137話 青春会議
五人抜きでいろんな話し合いしま~す。
俺は今、千草と陸斗、エイジとレイに何故か睨まれている。
何かしたというわけでもないのだが何かされたという点ではあっているのか?
ちなみに他の五人は敷地内を散歩中。
そして王の護剣は部屋の外に居る。
何の用があって俺はこんなことをされているのであろうか?
千草曰わく『青春会議をするから!』だそうな。
青春会議とは何ぞや?
俺は明日にちょっとした用事を控えているのだが。
明日の用事というのは親父の修行だそうな。
親父自身がするのではなく、あるサプライズゲストがすると。
どうせクラウスさん当たりだろ。
「…で、何の用?」
「唐突だけど五人のことどう思ってる?」
五人のことをどう思ってる?
「フィアナは脳筋でちょっと危なっかしい所がある。エレノアは逆に知的で冷静さがあるけど何かを背負いやすい性格だから多少の心配はある。アリスは好奇心旺盛だから直ぐに何処かに行くから一緒に居る時は見張ってないと気がすまない。シエラは物静かで人見知りだが状況把握能力に長けている。恋は…まだよくわからん。でも、感謝している」
「ああ、言い方が悪かった。五人のこと好き嫌いどっち?」
「異性としてな」
千草の質問で友達としての好き嫌いを訊かれたのかと思い『どちらかというと好き』と答えようとした龍だった。
だが陸斗のトドメの質問により顔を赤らめて言葉が出なかった。
昨夜、五人が自分のことを異性として好きだと知ってどんな気持ちになったらいいのかわからなくなっているからだ。
龍は『異性としての好き』を一度も感じたことがない。
それ故にこの気持ちの正体も知らない。
自分はいったいどのように五人に接したらいいのかすらわからない。
「…わからない」
「あらあらウブなお爺ちゃまですね」
うるさい!
俺はまだ若い方だ!
「それはさて置き。アヴェルさーん」
「何でしょうか?」
廊下で待機していたアヴェルは障子を少しだけ開けて顔を見せる。
「エレノアとレンが龍と付き合ったとして将来、龍と結婚できるよね?」
「レン様は結婚できますがエレノア様は王族ですので国によります。まあ、ユルグレイト王国なら大丈夫でしょう。アレックス様なら快く送り出してくれるでしょう」
ユルグレイト王国は比較的に治安がいい国なので王族の国境を越えた結婚は許させるであろう。
しかもエレノアの種族はハーフエルフのため暫くは父親のアレックスが国王として王座に座っていることも可能だ。
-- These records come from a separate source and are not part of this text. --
PR #1277, opened 2024-04-08
Move msgs in EcalProcessFilter to logging system

### LINKED ISSUE #1250: EcalPN is too verbose
Currently, there is no verbosity setting governing the rate of [this printout](https://github.com/LDMX-Software/ldmx-sw/blob/a0a28a311ca2da622af809ff9b6522fb4f793105/Biasing/src/Biasing/EcalProcessFilter.cxx#L169-L174): 
`[ EcalProcessFilter ]: (event nb) Brem photon produced (some number of) particle via biasWrapper(photonNuclear) process.`

While it looks harmless, this unnecessarily bloats the logs in large-scale production which in unlucky circumstances can cause the submission machine disk to fill up, which in turn halts production.

My preferred solution would be to demote this from always going to stdout, to debug level in our logger stream.

### LINKED ISSUE #1319: Put SimCore logging messages into logger format
This isn't very complicated, just cumbersome.

Now that Framework has the logging enabled and configurable from the python, we start updating classes to use the logger. My plan is to leave "verbosity" settings in each of the classes that have them so that a user can have specific channels be very verbose while keeping others quiet for debugging. But the messages can still be sent through the logger framework.

tvami:

This resolves https://github.com/LDMX-Software/ldmx-sw/issues/1250

## Check List

Running 
```
ldmx fire ldmx-sw/.github/validation_samples/ecal_pn/config.py
```

Now the 
```
[ EcalProcessFilter ]: (event nb) Brem photon produced (some number of) particle via biasWrapper(photonNuclear) process.
```
 are not printed out by default.

N/A

### DIFF
--- a/Biasing/include/Biasing/EcalProcessFilter.h
+++ b/Biasing/include/Biasing/EcalProcessFilter.h
@@ -15,6 +15,7 @@
 /*   Framework   */
 /*~~~~~~~~~~~~~~~*/
 #include "Framework/Configure/Parameters.h"
+#include "Framework/EventProcessor.h"
 
 // Forward declaration
 class G4Step;
@@ -62,6 +63,9 @@ class EcalProcessFilter : public simcore::UserAction {
 
   /// Process to filter
   std::string process_{""};
+  
+  /// Enable logging
+  enableLogging("EcalProcessFilter")
 
 };  // EcalProcessFilter
 }  // namespace biasing
--- a/Biasing/src/Biasing/EcalProcessFilter.cxx
+++ b/Biasing/src/Biasing/EcalProcessFilter.cxx
@@ -166,12 +166,12 @@ void EcalProcessFilter::stepping(const G4Step* step) {
       return;
     }
 
-    std::cout << "[ EcalProcessFilter ]: "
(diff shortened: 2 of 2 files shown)


tvami:
I also expect the log diff tests to fail with this

EinarElen (approved):

bryngemark (approved):
Really great, thanks for following up on this @tvami!

bryngemark:
indeed the log diff is (except a few time stamps from configuration printouts) an ecal printout for each event.  @tomeichlersmith @EinarElen thoughts on this, should the CI use logs at debug level to catch any differences?

EinarElen:
Seems reasonable to me!

tvami:
> should the CI use logs at debug level to catch any differences?

I agree with this! It should be for all the tests, so beyond this PR, maybe we should just made its own issue for this?

tomeichlersmith (approved):

tvami:
> > should the CI use logs at debug level to catch any differences?
> 
> I agree with this! It should be for all the tests, so beyond this PR, maybe we should just made its own issue for this?

For reference: https://github.com/LDMX-Software/ldmx-sw/issues/1280

PR #1282, opened 2024-04-10
Add scripts to compile, and recompile and fire a config (intro of `ldmx compile` and `ldmx recompFire`)

### LINKED ISSUE #1278: Simplify (re)compilation and use a script instead

Not really a problem but would be nice if we didn't need to run
```
ldmx cmake -B build -S .
ldmx cmake --build build --target install
```
all the time we need to (re)compile.

```
ldmx ./scripts/ldmx-compile.sh
```
where `ldmx-compile.sh` contains the commands above using `LDMX_BASE`

Copy-pasting every time when compilation is needed.

tvami:

This resolves https://github.com/LDMX-Software/ldmx-sw/issues/1278

## Check List

The way I ran this was to copy the pn validation config to my location and named it config.py, then run
```
############################# Usage #############################
# ldmx ./scripts/ldmx-recompileAndFire.sh
# for changing the defaults
# ldmx setenv LDMX_COMPILE_CORES=<num cores to be used>, i.e.
# ldmx setenv LDMX_COMPILE_CORES=16
# or
# ldmx setenv LDMX_COMPILE_BUILD=<build location>
```
also ran
```
ldmx compile
```
and
```
ldmx recompFire config.py
```

N/A

### DIFF
--- a/scripts/ldmx-compile.sh
+++ b/scripts/ldmx-compile.sh
@@ -4,7 +4,7 @@
 # ldmx ./scripts/ldmx-compile.sh
 # for changing the defaults
 # ldmx setenv LDMX_COMPILE_CORES=<num cores to be used>, i.e.
-# ldmx setenv LDMX_COMPILE_CORES=8
+# ldmx setenv LDMX_COMPILE_CORES=16
 # or
 # ldmx setenv LDMX_COMPILE_BUILD=<build location>
 
@@ -19,5 +19,5 @@ fi
 echo "-- Compiling ldmx-sw in ${LDMX_COMPILE_BUILD} with ${LDMX_COMPILE_CORES} cores"
 
 # Compile ldmx-sw
-cmake -B ${LDMX_COMPILE_BUILD}/build -S .
+cmake -B ${LDMX_COMPILE_BUILD}/build -S ${LDMX_COMPILE_BUILD}
 cmake --build ${LDMX_COMPILE_BUILD}/build --target install -j=${LDMX_COMPILE_CORES}
--- a/scripts/ldmx-compile.sh
+++ b/scripts/ldmx-compile.sh
@@ -1,33 +1,23 @@
+#!/bin/bash
+
 ############################# Usage #############################
-# source scripts/ldmx-compile.sh.sh [-j <numCores>] [-b <buildLocation>]
-# e.g. source scripts/ldmx-compile.sh
-# or   source scripts/ldmx-compile.sh -j 16 -b ${LDMX_BASE}/ldmx-sw
+# ldmx ./scripts/ldmx-compile.sh
+# for changing the defaults
+# ldmx setenv LDMX_COMPILE_CORES=<num cores to be used>, i.e.
+# ldmx setenv LDMX_COMPILE_CORES=8
+# or
+# ldmx setenv LDMX_COMPILE_BUILD=<build location>
 
-# set number of cores to be used, build location
-while [[ $# -gt 0 ]]; do
-  # number of cores
-  if [[ $1 == "-j"* ]]; then
-      if [[ $1 =~ ^-j\s*[=]?\s*([0-9]+)$ ]]; then
-          CORES=${BASH_REMATCH[1]}
-      fi
-  else
-    CORES=$(nproc)
-  fi
-  # build directory
-  if [[ $1 == "-b"* ]]; then
-      if [[ $1 =~ ^-b\s*[=]?\s*([a-zA-Z0-9]+)$ ]]; then
-          BUILD=${BASH_REMATCH[1]}
-      fi
-  else
-      BUILD=${LDMX_BASE}/ldmx-sw
-  fi
-  shift
-done
+if [ -z "$LDMX_COMPILE_CORES" ]; then
+    LDMX_COMPILE_CORES=$(nproc)
+fi
 
-echo "-- Compiling ldmx-sw in ${BUILD} with ${CORES} cores"
+if [ -z "$LDMX_COMPILE_BUILD" ]; then
+    LDMX_COMPILE_BUILD=${LDMX_BASE}/ldmx-sw/
+fi
+
+echo "-- Compiling ldmx-sw in ${LDMX_COMPILE_BUILD} with ${LDMX_COMPILE_CORES} cores"
 
 # Compile ldmx-sw
-cd ${BUILD}
-ldmx cmake -B ${BUILD}/build -S .
-ldmx cmake --build ${BUILD}/build --target install -j=$CORES
-cd -
+cmake -B ${LDMX_COMPILE_BUILD}/build -S .
+cmake --build ${LDMX_COMPILE_BUILD}/build --target install -j=${LDMX_COMPILE_CORES}
--- a/scripts/ldmx-compile.sh
+++ b/scripts/ldmx-compile.sh
@@ -19,5 +19,5 @@ fi
 echo "-- Compiling ldmx-sw in ${LDMX_COMPILE_BUILD} with ${LDMX_COMPILE_CORES} cores"
 
 # Compile ldmx-sw
-cmake -B ${LDMX_COMPILE_BUILD}/build -S ${LDMX_COMPILE_BUILD}
+cmake -B ${LDMX_COMPILE_BUILD}/build -S ${LDMX_COMPILE_BUILD} $@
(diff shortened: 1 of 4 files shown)


tomeichlersmith (changes requested):
This review is mainly focused on the overall design choices. These scripts are functional and so I don't mean to block any merging - if I'm overruled by other devs, I'd be happy to merge this anyways. With that caveat, I am going to go through my general design-choice comments with their motivations in no particular order.

1. **Don't have these scripts be `source`d**: This could pollute the host environment (e.g. with the variables `CORES` and `BUILD`) which could confuse other programs. I would imagine these scripts as shell programs (i.e. with a shebang `#!/bin/bash` and executable permissions `chmod +x`) so that they are run in their own process.
2. **Have this run inside the container**: Every time you call `ldmx`, you trigger a container open/close cycle. This is not a huge performance issue on most systems, but it can be helpful to remember that and avoid more open/closes by putting an entire script inside the container. This is simply removing the `ldmx` prefixes in the script and forcing the user to run the script with the `ldmx ` prefix by checking for the existence of container-only files (`/.dockerenv` or `/singularity`).
3. **Avoid directory movement**: `cmake`, when given full paths for `-B`, `-S`, and `--build` handles the movement for us, so we can drop the `cd`. This has the added benefit of users not ending up in a different directory if the kill the process with ctrl+C[^1].
4. **Pass script arguments to commands and have script-specific args be environment variables**: I think this is a more natural way to partition the arguments supported by the script and the (larger) set of arguments supported by the command(s) being run in the script. Combined with (2), this would also naturally lead to `ldmx setenv LDMX_COMPILE_LOCATION=/full/path/to/ldmx-sw; ldmx ./scripts/ldmx-compile.sh` or something. Moving the script-specific args to environment variables also supports passing the entire command line to `fire` which allows users to have a config script that parses the command line to tune its configuration (something I use quite a lot especially to define input files).
5. **shellcheck**: https://www.shellcheck.net/ Install it or use the browser version. It just helps so much with catching tricky shell bugs and helps teach better shell coding practices. I have a [`.shellcheckrc`](https://github.com/LDMX-Software/ldmx-sw/blob/698cafa81f3bedd253f9e2027888e8e293e7aaf4/scripts/.shellcheckrc) that I think would help tune shellcheck for our scripts which gives you the options I would use and the warnings/errors I would disable.

[^1]: Probably? The `ldmx` suite of bash functions does do some directory movement and so I've noticed that I sometimes end up in `LDMX_BASE` after ctrl+C if I'm on a host running singularity. This aesthetic confusion would be resolved by using a program to launch the container (e.g. `denv`) which puts any directory movement into its own process rather than the current one.

bryngemark:
to add to @tomeichlersmith's ideas, i was thinking, wouldn't it be neat if the syntax to run these helper scripts were just `ldmx recompile` and similar? i.e. making them a function like many of the others we already have in `ldmx-env.sh`?

tvami:
Thanks for the suggestions! I made it work on my Mac+`docker`, now I'm going to test it out on a linux too and if it works, I can change it back from draft

tvami:
Works nicely on UCSB's cluster too, which uses `apptainer` (and is a linux)

scripts/ldmx-compile.sh
```diff
@@ -0,0 +1,23 @@
...
+############################# Usage #############################
+# ldmx ./scripts/ldmx-compile.sh
+# for changing the defaults
+# ldmx setenv LDMX_COMPILE_CORES=<num cores to be used>, i.e.
+# ldmx setenv LDMX_COMPILE_CORES=16
+# or
+# ldmx setenv LDMX_COMPILE_BUILD=<build location>
+
+if [ -z "$LDMX_COMPILE_CORES" ]; then
+    LDMX_COMPILE_CORES=$(nproc)
```
tomeichlersmith, line 12: I'm not super committed to this, but maybe we should have the default be one core. I say this because https://github.com/LDMX-Software/Tracking/issues/71 but I'm not sure how isolated that issue is.

scripts/ldmx-compile.sh
```diff
@@ -0,0 +1,23 @@
...
+fi
+
+if [ -z "$LDMX_COMPILE_BUILD" ]; then
+    LDMX_COMPILE_BUILD=${LDMX_BASE}/ldmx-sw/
+fi
+
+echo "-- Compiling ldmx-sw in ${LDMX_COMPILE_BUILD} with ${LDMX_COMPILE_CORES} cores"
+
+# Compile ldmx-sw
+cmake -B ${LDMX_COMPILE_BUILD}/build -S ${LDMX_COMPILE_BUILD}
```
tomeichlersmith: I like the idea of being able to pass arguments to cmake before the build.
```suggestion
cmake -B ${LDMX_COMPILE_BUILD}/build -S ${LDMX_COMPILE_BUILD} $@
```

scripts/ldmx-env.sh
```diff
@@ -537,6 +539,24 @@ __ldmx_checkout() {
...
+  ldmx . ${LDMX_BASE}/ldmx-sw/scripts/ldmx-compile.sh
+}
+
+###############################################################################
+# __ldmx_recompFire
+#   Recompile ldmx-sw and run fire on the first argument
+###############################################################################
+
+__ldmx_recompFire() {
+  ldmx . ${LDMX_BASE}/ldmx-sw/scripts/ldmx-recompileAndFire.sh $1
```
tomeichlersmith: Instead of just the first command line argument, we should pass all of them in case the user is passing arguments to their config on the command line (.e.g `ldmx fire config.py input.root` is one of the more common examples)

```suggestion
  ldmx . ${LDMX_BASE}/ldmx-sw/scripts/ldmx-recompileAndFire.sh $@
```

scripts/ldmx-recompileAndFire.sh
```diff
@@ -0,0 +1,27 @@
...
+
+############################# Usage #############################
+# ldmx ./scripts/ldmx-recompileAndFire.sh
+# for changing the defaults
+# ldmx setenv LDMX_COMPILE_CORES=<num cores to be used>, i.e.
+# ldmx setenv LDMX_COMPILE_CORES=16
+# or
+# ldmx setenv LDMX_COMPILE_BUILD=<build location>
+
+FIREINPUT=$1
```
tomeichlersmith: Instead of storing only the first argument, we should pass the entire command line to `fire`. For this reason, I'm just removing this local variable and giving `$@` to `fire` below.

```suggestion
```

scripts/ldmx-recompileAndFire.sh
```diff
@@ -0,0 +1,27 @@
...
+    LDMX_COMPILE_BUILD=${LDMX_BASE}/ldmx-sw/
+fi
+
+echo "-- Compiling ldmx-sw in ${LDMX_COMPILE_BUILD} with ${LDMX_COMPILE_CORES} cores, and running "
+
+# Compile ldmx-sw
+cmake -B ${LDMX_COMPILE_BUILD}/build -S ${LDMX_COMPILE_BUILD}
+cmake --build ${LDMX_COMPILE_BUILD}/build --target install -j=${LDMX_COMPILE_CORES}
+# Run fire on the input config
+fire $FIREINPUT
```
tomeichlersmith: Instead of storing only the first argument, we should pass the entire command line to fire. For this reason, I'm just giving `$@` to `fire` directly (no double quotes because we want `fire` to see the split command line and not just one string).

```suggestion
fire $@
```

tomeichlersmith (changes requested):
The only functionality change I have is about passing arguments so that these scripts work with configs that need additional command line arguments. I have other comments that I'm okay with dropping if folks don't like them.

scripts/ldmx-compile.sh
tvami: I'd prefer to keep it on `$(nproc)`, the issue you pointed to seems isolated and it takes quite some time to compile on a single core. If somebody runs into issues with the multi-core compilation they can still recompile with a single core, but given that is not what happens most of the time, I'd say let's keep the default on `$(nproc)`.

tvami:
I tested with a config that takes the number of events from an argument, works nicely!
```
ldmx recompFire yetAnotherConf.py 100
```

scripts/ldmx-compile.sh
tomeichlersmith: Sounds reasonable to me :+1:

tomeichlersmith (approved):

bryngemark (approved):

PR #1285, opened 2024-04-17
Nonfiducial filter for ECAL pn

tvami:

This work was done years ago at UCSB (by David Jiang). Given that we'd like to get rid of stale branches I rebased this and cleaned it a bit.
I'm opening the PR more of a discussion if this is still useful.

As for testing I ran `Biasing/test/ecal_pn_nonfiducial.py`
looks all good, and produces less events than the equivalent `Biasing/test/ecal_pn.py` which makes me thing that all the events are non-fiducial

## Check List

### Related Sub-Module PRs

https://github.com/LDMX-Software/SimCore/pull/117

### DIFF
--- a/Biasing/python/ecal.py
+++ b/Biasing/python/ecal.py
@@ -75,6 +75,42 @@ def photo_nuclear( detector, generator ) :
 
     return sim
 
+def nonfiducial_photo_nuclear( detector, generator ) :
+
+    # Instantiate the simulator. 
+    sim = simulator.simulator("photo-nuclear")
+    
+    # Set the path to the detector to use.
+    #   the second parameter says we want to include scoring planes
+    sim.setDetector( detector , True )
+    
+    # Set run parameters
+    sim.description = "ECal photo-nuclear, xsec bias 450"
+    sim.beamSpotSmear = [20., 80., 0.] #mm
+    
+    sim.generators.append( generator )
+    
+    # Enable and configure the biasing
+    sim.biasing_operators = [ bias_operators.PhotoNuclear('ecal',450.,2500.,only_children_of_primary = True) ]
+
+    # the following filters are in a library that needs to be included
+    includeBiasing.library()
+
+    # Configure the sequence in which user actions should be called.
+    sim.actions.extend([
+            filters.TaggerVetoFilter(),
+            # Only consider events where a hard brem occurs
+            filters.TargetBremFilter(),
+            # Only considers events that are Non-Fiducial (Doesn't enter an ECal volume)
+            filters.NonFiducialFilter(),
+            # Only consider events where a PN reaction happens in the ECal
+            filters.EcalProcessFilter(),     
+            # Tag all photo-nuclear tracks to persist them to the event.
+            util.TrackProcessFilter.photo_nuclear()
+    ])
+
+    return sim
+
 def gamma_mumu(detector, generator) :
     """Example configuration for biasing gamma to mu+ mu- conversions in the ecal.
 
--- a/Biasing/python/filters.py
+++ b/Biasing/python/filters.py
@@ -39,6 +39,26 @@ class TargetBremFilter(simcfg.UserAction):
         self.brem_min_energy_threshold = brem_min_e
         self.kill_recoil_track = False
 
+class NonFiducialFilter(simcfg.UserAction):
+    """ Configuration for rejecting events that are fiducial.
+
+    Parameters
+    ----------
+    recoil_max_p : float
+        Maximum momentum the recoil electron can have [MeV]
+    abort_fiducial: bool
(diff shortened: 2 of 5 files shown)


Biasing/python/ecal.py
```diff
@@ -75,6 +75,45 @@ def photo_nuclear( detector, generator ) :
...
+    sim.description = "ECal photo-nuclear, xsec bias 450"
+    sim.beamSpotSmear = [20., 80., 0.] #mm
+    
+    sim.generators.append( generator )
+    
+    # Enable and configure the biasing
+    #   In order to conform to older samples,
+    #   we can only attach to some of the volumes in the ecal
+    #   so we ask for this operator to be attached to the 'old_ecal'
+    sim.biasing_operators = [ bias_operators.PhotoNuclear('old_ecal',450.,2500.,only_children_of_primary = True) ]
```
tvami: Not sure what this `old_ecal` is actually doing, or if it's correct at all, @tomeichlersmith ?

Biasing/src/Biasing/TargetBremFilter.cxx
```diff
@@ -85,6 +85,8 @@ void TargetBremFilter::stepping(const G4Step* step) {
    */
   if (auto volume{track->GetNextVolume()->GetName()};
       volume.compareTo("recoil_PV") == 0
+//      volume.compareTo("recoil_PV") == 0)
+//      volume.compareTo("recoil") == 0)
```
tvami: similarly here I dont know how `volume.compareTo("recoil")` would differ from `olume.compareTo("recoil_PV")`, but I think these two lines dont need to be included anymore

Biasing/python/ecal.py
tomeichlersmith: https://github.com/LDMX-Software/SimCore/blob/191f2eccfefb20f293f9c2e8ab5e89ec3da1d9aa/src/SimCore/DetectorConstruction.cxx#L54 from three years ago lmao

I caught a very minor bug where an old method of attaching biasing operators was only biasing within the tungsten and silicon and not the other material. I suspect we can update this to `'ecal'` but that might end up changing distributions slightly since now PN is biased in more volumes.

Biasing/src/Biasing/TargetBremFilter.cxx
tomeichlersmith: The Geant4 GDML parser adds the `_PV` suffix and `compareTo` requires a full match (not just a substring), so using the full name `recoil_PV` is necessary here. You are correct, we could remove the extraneous comments for code cleanliness.

tvami:
I'll do the cleanup mentioned in https://github.com/LDMX-Software/ldmx-sw/pull/1285#discussion_r1569389393 
and also compare how moving from `old_ecal` to `ecal` changes. 

But generally, @tomeichlersmith do you agree that this PR adds something useful to ldmx-sw, or somehow since this branch was opened there are better ways to achieve the same thing?

tomeichlersmith:
Yea I think this is useful, I could definitely imagine someone wanting to generate a similar sample and this is the only way currently I know of to do that.

Biasing/src/Biasing/TargetBremFilter.cxx
tvami: Resolved in https://github.com/LDMX-Software/ldmx-sw/pull/1285/commits/20a7ceb54936afaf433a5e6b2ccfda606e99d4b3

Biasing/python/filters.py
```diff
@@ -39,6 +39,25 @@ def __init__(self,recoil_max_p = 1500.,brem_min_e = 2500.) :
...
 
+class NonFiducialFilter(simcfg.UserAction):
+    """ Configuration for rejecting events that are fiducial.
+
+    Parameters
+    ----------
+    recoil_max_p : float
+        Maximum momentum the recoil electron can have [MeV]
+    abort_fid_e: bool
+        If turned on, this aborts fiducial events. Else, this tags fiducial events.
```
tomeichlersmith: This is not a currently implemented option (although it sounds cool?)

In the interest of speed, I would just remove this comment.
```suggestion
```

Although if you can think of an easy/quick way to implement it, then go ahead.

tomeichlersmith (commented):
The SimCore changes have been included in SimCore v1.8.4 which is now on trunk. I tested a simple rebase locally which ran smoothly, so I would request another rebase onto trunk before merging:
```
git switch trunk
git pull
git switch -
git rebase trunk
```

tvami:
@tomeichlersmith I think you'll have to do the `merge trunk` method again :/ following 
```
git switch trunk
git pull
git switch -
git rebase trunk
```
resulted in a conflict

tomeichlersmith (approved):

まあ、言わなくても次の継承権は龍とエレノアの子供になるが。
「だとさ龍。良かったじゃん」
「まだ決まってねぇし」
「あら?そんなこと一言も言ってないわよ。付き合う気なの?」
こういう話をしている千草は何故か言葉が達者になる!
小馬鹿な言い方と誘導尋問みたいな言い方を引き連れてな!
「まあ僕は普通に祝ってスクープとして取り上げるだけだから。エイジは?」
「とりあえず死ねと思って…痛い痛い!関節外そうとすんなレイ!」
「この大馬鹿の言うことは気にしないでね~」
「…昨夜も言ったがいつかは言ってやれよ。断ってもいいし『好きだ』と言ってもいい。けど他の四人との関係だけは絶対に変えるな。それは優しさとかそういうもんではなく拒絶だ」
陸斗の言うことはよくわかる。
例えば五人の中の一人を選んだとして残りの四人との関係はどうなるのか?
変わってほしくない。
今まで通りとはいかないが友達でいてほしい。
どう接することになるんだろうなぁ。
「はぁ。俺の将来ってどうなっているんだろうな」
次回!夏の定番イベントやります!
その後は龍の修行です。
それではまた次の話で!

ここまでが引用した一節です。